§ **PROMPT**: Word for word, set down the listing that appears after this line.

━━ DATASET EXCERPTS ━━

PR #1689, opened 2023-04-18
Update google auth library

BigTailWolf:
Update to latest release of Auth library that can support TPC features.

Our older version of Auth SDK is validating the external credentials' iam endpoints, sts endpoints pattern at constructing, this will for sure to break our TPC(two party control) features.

━━━

§ **EXERCISE OUTPUT**:
PR #1689, opened 2023-04-18
Update google auth library

BigTailWolf:
Update to latest release of Auth library that can support TPC features.

Our older version of Auth SDK is validating the external credentials' iam endpoints, sts endpoints pattern at constructing, this will for sure to break our TPC(two party control) features.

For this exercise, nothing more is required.